=== PROBLEM TO WORK ON ===
Each line of the records that holds the word "onload" should be copied out.
**** DATA TO EXAMINE
Issue #1341, opened 2017-02-02
Doesn't work with Webpack 2


Swizec:
After hours of trying to get it to work, I am now convinced that `aws-sdk-js` doesn't work with Webpack 2. Using the latest version from `npm install aws-sdk`.

Here's what I tried:

```javascript
const S3 = require('aws-sdk/clients/s3');

const Config = {
    credentials: {
        accessKeyId: //...,
        secretAccessKey: //...,
    },
    apiVersion: '2006-03-01',
    region: //...
}

let _S3 = new S3(Config);
_S3.putObject(<data>, (err, data) => console.log('done'));
```

Expect to see a file uploaded to S3 and the callback invoked.

Instead this error happened:

```
Uncaught TypeError: regionConfig is not a function
    at features.constructor.initialize (service.js?9975******:53)
    at features.constructor.Service [as constructor] (service.js?9975******:39)
    at features.constructor (util.js?bbc0******:595)
    at new features.constructor (util.js?bbc0******:595)
    at features.constructor.Service [as constructor] (service.js?9975******:30)
    at new features.constructor (util.js?bbc0******:595)
    at Object.putFile (S3Helper.js?be3d******:53)
    at SendControlView.js?0a68**:38
    at HTMLImageElement.canvasImg.onload (DrawingBoardView.js?09cf**:477)
initialize @ service.js?9975******:53
Service @ service.js?9975******:39
features.constructor @ util.js?bbc0******:595
features.constructor @ util.js?bbc0******:595
Service @ service.js?9975******:30
features.constructor @ util.js?bbc0******:595
putFile @ S3Helper.js?be3d******:53
(anonymous) @ SendControlView.js?0a68**:38
canvasImg.onload @ DrawingBoardView.js?09cf**:477
```

The best I can debug it to, is that `var regionConfig = require('./region_config')` in `lib/service.js` returns `Object {rules: Object, patterns: Object}` instead of a function.

I'm 90% sure I'm not doing anything wrong.

I can get it to work using the "load dist version" workaround:

```javascript
import 'aws-sdk/dist/aws-sdk';
const AWS = window.AWS;
```

But this is not ideal because the whole SDK is 1.2MB and I just need S3.

chrisradek:
@Swizec 
Are you adding the `json-loader` to your webpack config?
```javascript
{
  test: /\.json$/, 
  loaders: ['json-loader']
}
```

TheLarkInn:
[...]

PR #1342, opened 2017-02-02
Fix require issue with Webpack 2

Swizec:
Webpack 2 introduced requiring json and js files by default. This seems to cause an issue in some cases where `region_config.json` gets required instead of `region_config.js`.

Renaming the file fixes it for me.

All tests still passing. Not sure how to write a new test for something like this.

Here's the original issue I opened: https://github.com/aws/aws-sdk-js/issues/1341


jeskew:
@Swizec Are you still interested in expanding this PR with tests as discussed in https://github.com/aws/aws-sdk-js/issues/1341#issuecomment-277340517 ? If not, @chrisradek or I could pick this up and add some tests.

jeskew:
Thanks!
********
=== RESULT OF THIS TASK ===
    at HTMLImageElement.canvasImg.onload (DrawingBoardView.js?09cf**:477)
canvasImg.onload @ DrawingBoardView.js?09cf**:477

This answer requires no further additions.